PROVIDED INFORMATION —
━━━

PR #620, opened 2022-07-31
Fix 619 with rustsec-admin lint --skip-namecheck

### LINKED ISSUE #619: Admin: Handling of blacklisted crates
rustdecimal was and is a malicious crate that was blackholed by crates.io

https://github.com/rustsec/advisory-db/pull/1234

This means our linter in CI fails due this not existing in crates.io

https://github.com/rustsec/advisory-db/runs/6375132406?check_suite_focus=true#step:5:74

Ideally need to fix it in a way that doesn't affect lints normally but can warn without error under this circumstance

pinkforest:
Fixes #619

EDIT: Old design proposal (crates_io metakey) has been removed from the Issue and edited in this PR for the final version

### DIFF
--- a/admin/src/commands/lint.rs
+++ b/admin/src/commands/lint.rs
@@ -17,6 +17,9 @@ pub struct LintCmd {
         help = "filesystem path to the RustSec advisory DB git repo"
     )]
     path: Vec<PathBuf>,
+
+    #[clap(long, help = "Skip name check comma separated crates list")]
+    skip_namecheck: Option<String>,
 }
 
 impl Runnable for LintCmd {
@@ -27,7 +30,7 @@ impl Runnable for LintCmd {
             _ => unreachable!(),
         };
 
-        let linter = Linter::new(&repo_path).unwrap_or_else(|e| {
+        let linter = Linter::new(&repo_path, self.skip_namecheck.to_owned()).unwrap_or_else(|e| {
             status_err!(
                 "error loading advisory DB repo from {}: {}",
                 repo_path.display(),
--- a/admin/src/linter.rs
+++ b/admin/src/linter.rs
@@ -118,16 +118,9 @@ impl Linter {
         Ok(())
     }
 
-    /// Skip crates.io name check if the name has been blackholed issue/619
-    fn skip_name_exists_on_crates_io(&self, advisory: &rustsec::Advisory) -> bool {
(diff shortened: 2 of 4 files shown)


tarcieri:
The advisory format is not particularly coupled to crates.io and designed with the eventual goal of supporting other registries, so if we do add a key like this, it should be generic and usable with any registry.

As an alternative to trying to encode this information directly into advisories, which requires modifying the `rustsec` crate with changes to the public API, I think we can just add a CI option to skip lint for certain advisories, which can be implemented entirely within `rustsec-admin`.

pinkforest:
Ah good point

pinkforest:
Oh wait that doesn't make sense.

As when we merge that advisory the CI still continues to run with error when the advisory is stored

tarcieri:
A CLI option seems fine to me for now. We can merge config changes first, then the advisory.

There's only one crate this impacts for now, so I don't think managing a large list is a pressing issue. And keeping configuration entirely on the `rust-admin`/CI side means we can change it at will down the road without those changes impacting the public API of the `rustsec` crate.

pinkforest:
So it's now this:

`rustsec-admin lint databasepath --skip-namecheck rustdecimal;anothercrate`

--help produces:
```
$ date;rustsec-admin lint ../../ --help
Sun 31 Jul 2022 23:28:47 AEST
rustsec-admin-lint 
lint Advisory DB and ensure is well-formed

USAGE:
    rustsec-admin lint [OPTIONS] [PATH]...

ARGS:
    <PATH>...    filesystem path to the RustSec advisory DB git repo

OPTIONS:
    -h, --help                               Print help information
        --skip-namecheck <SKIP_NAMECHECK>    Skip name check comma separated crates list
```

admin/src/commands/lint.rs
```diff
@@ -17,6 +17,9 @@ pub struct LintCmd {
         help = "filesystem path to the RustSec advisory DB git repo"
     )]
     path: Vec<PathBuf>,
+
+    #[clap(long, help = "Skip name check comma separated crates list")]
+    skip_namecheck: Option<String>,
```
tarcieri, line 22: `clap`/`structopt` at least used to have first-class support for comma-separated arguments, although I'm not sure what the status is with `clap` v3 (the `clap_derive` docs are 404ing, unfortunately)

━━━

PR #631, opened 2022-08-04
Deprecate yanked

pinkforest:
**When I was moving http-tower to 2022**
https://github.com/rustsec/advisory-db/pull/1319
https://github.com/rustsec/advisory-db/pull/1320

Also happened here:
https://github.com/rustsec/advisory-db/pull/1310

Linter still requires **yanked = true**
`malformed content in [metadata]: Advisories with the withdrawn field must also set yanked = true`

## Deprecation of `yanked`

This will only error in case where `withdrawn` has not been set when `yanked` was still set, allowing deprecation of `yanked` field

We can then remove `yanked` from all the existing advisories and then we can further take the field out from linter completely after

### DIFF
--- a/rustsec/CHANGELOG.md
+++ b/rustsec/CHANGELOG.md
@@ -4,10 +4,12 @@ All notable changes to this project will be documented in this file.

━━━

AIM OF THE TASK — Among the entries above, find every line holding "withdrawn" and copy it.

RESPONSE TO THIS TASK —
`malformed content in [metadata]: Advisories with the withdrawn field must also set yanked = true`
This will only error in case where `withdrawn` has not been set when `yanked` was still set, allowing deprecation of `yanked` field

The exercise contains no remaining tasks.